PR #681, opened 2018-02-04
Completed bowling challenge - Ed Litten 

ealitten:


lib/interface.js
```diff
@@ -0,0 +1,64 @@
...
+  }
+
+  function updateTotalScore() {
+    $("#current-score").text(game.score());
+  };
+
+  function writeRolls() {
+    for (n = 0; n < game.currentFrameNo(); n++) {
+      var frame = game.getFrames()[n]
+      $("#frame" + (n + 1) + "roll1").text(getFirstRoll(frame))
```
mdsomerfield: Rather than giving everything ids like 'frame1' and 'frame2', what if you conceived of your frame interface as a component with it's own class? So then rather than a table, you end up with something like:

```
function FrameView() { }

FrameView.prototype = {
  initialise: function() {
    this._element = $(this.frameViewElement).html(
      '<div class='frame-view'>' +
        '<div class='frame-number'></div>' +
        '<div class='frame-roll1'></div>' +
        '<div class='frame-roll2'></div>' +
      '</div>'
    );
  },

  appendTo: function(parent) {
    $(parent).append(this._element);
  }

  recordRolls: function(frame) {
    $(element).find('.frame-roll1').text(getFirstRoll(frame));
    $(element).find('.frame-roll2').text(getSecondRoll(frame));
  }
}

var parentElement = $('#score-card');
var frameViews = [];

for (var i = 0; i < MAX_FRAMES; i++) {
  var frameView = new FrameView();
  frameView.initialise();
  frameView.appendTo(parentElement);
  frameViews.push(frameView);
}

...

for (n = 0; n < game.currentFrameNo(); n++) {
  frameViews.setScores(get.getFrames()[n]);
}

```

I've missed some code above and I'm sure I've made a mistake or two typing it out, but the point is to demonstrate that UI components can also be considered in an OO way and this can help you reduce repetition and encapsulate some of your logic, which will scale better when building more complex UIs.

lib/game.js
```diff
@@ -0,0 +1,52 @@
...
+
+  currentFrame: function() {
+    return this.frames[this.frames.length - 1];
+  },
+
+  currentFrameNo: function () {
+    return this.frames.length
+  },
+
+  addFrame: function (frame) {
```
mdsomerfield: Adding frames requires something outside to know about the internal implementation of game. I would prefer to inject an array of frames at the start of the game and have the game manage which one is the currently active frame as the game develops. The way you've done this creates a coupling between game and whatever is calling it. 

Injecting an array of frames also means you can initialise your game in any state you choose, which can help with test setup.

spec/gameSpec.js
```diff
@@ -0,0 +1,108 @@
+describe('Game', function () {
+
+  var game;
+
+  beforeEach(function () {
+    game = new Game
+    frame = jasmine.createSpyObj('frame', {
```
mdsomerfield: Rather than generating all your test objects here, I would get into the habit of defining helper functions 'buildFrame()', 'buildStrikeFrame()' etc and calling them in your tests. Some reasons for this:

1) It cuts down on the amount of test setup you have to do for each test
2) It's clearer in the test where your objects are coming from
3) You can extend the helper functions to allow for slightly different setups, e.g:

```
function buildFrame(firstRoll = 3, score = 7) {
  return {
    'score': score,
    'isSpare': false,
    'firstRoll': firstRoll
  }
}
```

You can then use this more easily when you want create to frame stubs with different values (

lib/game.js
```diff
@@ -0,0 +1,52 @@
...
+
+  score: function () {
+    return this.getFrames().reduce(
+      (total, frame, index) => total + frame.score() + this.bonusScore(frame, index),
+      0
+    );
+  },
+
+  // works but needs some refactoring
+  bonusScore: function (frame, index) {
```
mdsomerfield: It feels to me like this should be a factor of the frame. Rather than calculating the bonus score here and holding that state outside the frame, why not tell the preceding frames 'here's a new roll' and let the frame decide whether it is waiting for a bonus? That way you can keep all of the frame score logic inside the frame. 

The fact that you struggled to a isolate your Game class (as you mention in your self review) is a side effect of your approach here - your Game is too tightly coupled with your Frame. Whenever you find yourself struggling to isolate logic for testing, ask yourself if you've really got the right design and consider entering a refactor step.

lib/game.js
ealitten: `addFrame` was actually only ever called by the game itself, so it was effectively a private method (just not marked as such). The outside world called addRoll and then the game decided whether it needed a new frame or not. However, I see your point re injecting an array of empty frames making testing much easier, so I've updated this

--

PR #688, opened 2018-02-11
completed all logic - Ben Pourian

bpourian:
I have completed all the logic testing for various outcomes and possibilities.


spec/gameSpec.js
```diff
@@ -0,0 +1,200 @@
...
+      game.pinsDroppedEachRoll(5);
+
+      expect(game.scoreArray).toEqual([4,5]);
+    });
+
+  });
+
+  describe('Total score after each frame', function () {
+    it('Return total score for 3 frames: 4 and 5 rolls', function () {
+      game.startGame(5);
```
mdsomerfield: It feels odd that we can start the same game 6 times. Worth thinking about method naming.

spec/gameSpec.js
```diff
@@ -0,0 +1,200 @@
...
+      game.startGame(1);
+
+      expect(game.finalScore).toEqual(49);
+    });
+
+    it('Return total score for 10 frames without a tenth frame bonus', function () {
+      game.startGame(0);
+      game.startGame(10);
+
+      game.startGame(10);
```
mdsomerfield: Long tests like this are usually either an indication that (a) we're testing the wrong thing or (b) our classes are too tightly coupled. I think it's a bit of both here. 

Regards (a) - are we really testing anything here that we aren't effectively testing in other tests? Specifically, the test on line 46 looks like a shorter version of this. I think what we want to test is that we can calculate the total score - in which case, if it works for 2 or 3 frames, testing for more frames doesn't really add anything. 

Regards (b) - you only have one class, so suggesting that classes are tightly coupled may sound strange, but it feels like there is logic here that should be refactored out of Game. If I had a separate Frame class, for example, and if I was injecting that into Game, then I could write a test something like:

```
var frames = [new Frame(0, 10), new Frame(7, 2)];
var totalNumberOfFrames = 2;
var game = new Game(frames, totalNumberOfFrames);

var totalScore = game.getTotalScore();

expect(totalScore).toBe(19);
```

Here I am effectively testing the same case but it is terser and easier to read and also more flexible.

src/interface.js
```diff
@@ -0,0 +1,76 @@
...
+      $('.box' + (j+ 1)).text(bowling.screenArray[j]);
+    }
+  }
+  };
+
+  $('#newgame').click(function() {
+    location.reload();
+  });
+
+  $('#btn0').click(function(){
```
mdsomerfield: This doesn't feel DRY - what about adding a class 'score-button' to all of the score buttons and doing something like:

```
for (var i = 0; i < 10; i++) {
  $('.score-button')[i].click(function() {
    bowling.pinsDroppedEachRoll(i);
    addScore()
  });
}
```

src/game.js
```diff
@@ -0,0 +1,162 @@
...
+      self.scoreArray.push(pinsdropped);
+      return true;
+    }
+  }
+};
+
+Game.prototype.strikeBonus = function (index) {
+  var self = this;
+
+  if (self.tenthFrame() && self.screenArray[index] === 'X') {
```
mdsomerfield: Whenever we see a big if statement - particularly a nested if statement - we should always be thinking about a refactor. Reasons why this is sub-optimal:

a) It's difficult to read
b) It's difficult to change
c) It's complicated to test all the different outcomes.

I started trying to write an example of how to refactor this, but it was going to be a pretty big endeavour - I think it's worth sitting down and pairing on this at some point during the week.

EXERCISE INSTRUCTIONS »
Where a line of the records holds the word "example", copy that line.

ANSWER FOR THIS EXERCISE »
Regards (b) - you only have one class, so suggesting that classes are tightly coupled may sound strange, but it feels like there is logic here that should be refactored out of Game. If I had a separate Frame class, for example, and if I was injecting that into Game, then I could write a test something like:
I started trying to write an example of how to refactor this, but it was going to be a pretty big endeavour - I think it's worth sitting down and pairing on this at some point during the week.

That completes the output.